══ Available data ══

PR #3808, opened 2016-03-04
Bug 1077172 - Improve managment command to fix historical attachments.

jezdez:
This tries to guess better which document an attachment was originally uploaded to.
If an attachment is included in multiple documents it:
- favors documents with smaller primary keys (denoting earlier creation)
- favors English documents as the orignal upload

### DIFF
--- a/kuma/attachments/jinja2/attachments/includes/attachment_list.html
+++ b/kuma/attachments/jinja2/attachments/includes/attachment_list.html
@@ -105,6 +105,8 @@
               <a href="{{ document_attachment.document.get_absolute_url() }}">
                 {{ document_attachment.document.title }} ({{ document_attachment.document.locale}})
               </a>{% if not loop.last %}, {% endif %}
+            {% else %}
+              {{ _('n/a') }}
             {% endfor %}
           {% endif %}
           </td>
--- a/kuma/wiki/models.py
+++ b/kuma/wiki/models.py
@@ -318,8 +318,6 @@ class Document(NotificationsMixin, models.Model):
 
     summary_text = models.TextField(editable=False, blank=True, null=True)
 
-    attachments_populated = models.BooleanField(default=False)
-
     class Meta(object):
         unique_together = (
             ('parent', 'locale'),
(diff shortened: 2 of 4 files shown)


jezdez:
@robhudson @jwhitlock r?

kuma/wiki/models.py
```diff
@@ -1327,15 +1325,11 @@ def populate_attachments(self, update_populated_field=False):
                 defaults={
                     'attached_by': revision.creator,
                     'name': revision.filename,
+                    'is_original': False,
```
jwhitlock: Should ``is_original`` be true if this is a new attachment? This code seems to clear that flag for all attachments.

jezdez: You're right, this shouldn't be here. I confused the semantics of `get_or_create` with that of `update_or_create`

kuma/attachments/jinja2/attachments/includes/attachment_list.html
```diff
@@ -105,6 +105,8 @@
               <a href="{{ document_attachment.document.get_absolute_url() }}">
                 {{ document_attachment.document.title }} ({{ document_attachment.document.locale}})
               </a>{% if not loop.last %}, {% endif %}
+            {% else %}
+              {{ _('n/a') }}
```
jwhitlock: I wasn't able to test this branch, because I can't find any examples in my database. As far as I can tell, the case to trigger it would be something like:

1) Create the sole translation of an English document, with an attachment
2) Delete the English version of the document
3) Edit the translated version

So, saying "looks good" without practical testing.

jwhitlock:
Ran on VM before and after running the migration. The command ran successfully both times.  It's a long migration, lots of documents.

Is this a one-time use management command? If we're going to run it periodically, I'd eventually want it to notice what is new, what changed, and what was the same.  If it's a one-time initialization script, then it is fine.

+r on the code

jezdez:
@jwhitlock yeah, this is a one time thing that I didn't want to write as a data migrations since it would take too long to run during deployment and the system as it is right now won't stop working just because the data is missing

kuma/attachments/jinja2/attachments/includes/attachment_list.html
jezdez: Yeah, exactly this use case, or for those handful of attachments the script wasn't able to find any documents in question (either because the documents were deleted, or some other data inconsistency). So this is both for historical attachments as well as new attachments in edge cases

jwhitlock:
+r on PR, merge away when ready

═══
══ Available data ══

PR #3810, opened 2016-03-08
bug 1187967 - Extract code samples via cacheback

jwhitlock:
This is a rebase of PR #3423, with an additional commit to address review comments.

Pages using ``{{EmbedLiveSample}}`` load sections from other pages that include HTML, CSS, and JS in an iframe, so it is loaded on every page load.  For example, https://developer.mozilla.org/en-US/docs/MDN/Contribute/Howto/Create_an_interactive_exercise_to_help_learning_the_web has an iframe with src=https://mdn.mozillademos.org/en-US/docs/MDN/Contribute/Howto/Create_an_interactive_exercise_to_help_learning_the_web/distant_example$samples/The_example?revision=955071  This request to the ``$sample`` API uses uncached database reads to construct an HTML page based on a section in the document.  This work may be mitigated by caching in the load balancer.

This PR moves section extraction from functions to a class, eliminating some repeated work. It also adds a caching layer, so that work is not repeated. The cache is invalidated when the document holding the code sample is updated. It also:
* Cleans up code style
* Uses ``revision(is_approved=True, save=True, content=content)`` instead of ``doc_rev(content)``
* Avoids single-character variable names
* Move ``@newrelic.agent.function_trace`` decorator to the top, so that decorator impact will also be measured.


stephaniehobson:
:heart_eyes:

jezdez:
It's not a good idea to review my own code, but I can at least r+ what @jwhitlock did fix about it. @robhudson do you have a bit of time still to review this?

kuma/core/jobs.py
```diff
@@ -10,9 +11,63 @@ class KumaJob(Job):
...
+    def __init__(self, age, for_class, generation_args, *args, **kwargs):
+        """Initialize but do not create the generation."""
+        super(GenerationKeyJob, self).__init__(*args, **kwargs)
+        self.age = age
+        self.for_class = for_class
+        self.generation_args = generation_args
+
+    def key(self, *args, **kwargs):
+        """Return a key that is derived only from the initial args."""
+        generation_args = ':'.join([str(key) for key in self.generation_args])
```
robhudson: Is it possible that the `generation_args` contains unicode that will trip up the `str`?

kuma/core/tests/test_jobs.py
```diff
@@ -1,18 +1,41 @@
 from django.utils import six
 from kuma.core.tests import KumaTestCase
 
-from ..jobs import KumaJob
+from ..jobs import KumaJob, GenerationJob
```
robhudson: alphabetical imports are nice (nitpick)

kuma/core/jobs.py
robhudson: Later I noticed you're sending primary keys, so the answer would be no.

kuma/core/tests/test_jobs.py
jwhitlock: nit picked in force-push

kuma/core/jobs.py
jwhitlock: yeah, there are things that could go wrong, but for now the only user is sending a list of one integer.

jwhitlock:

═══

Copy out the range of lines above starting at the line with "PR #3808, opened 2016-03-04" and ending at the line with "models.TextField(editable=False, blank=True, null=True)", exactly and including both.

PR #3808, opened 2016-03-04
Bug 1077172 - Improve managment command to fix historical attachments.

jezdez:
This tries to guess better which document an attachment was originally uploaded to.
If an attachment is included in multiple documents it:
- favors documents with smaller primary keys (denoting earlier creation)
- favors English documents as the orignal upload

### DIFF
--- a/kuma/attachments/jinja2/attachments/includes/attachment_list.html
+++ b/kuma/attachments/jinja2/attachments/includes/attachment_list.html
@@ -105,6 +105,8 @@
               <a href="{{ document_attachment.document.get_absolute_url() }}">
                 {{ document_attachment.document.title }} ({{ document_attachment.document.locale}})
               </a>{% if not loop.last %}, {% endif %}
+            {% else %}
+              {{ _('n/a') }}
             {% endfor %}
           {% endif %}
           </td>
--- a/kuma/wiki/models.py
+++ b/kuma/wiki/models.py
@@ -318,8 +318,6 @@ class Document(NotificationsMixin, models.Model):
 
     summary_text = models.TextField(editable=False, blank=True, null=True)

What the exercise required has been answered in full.